▶ WHAT THE TASK REQUIRES: Every line containing the string "communities" should be returned from the records.

▶ RECORDS FOR THE TASK:
PR #719, opened 2016-04-03
CONTRIBUTING.md: update links

kb-light:
link "packages" instead of "community repositories"
add link for rejected features to bottom link list
link "#gluon" to webirc
link the mentioned commit 2a93c58

### DIFF
--- a/CONTRIBUTING.md
+++ b/CONTRIBUTING.md
@@ -6,8 +6,8 @@ different communities with different expectations and requirements, it is both
 essential and difficult to have contributions from the communities. While they
 are sometimes necessary to adapt Gluon to the needs of the communities, they
 also have to be adaptable enough to fit as many needs as possible. On the other
-hands, very special needs are better addressed in packages in [community
-repositories], because the Gluon maintainers would not use or test them and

▶ WRITTEN RESPONSE:
@@ -6,8 +6,8 @@ different communities with different expectations and requirements, it is both
 essential and difficult to have contributions from the communities. While they
 are sometimes necessary to adapt Gluon to the needs of the communities, they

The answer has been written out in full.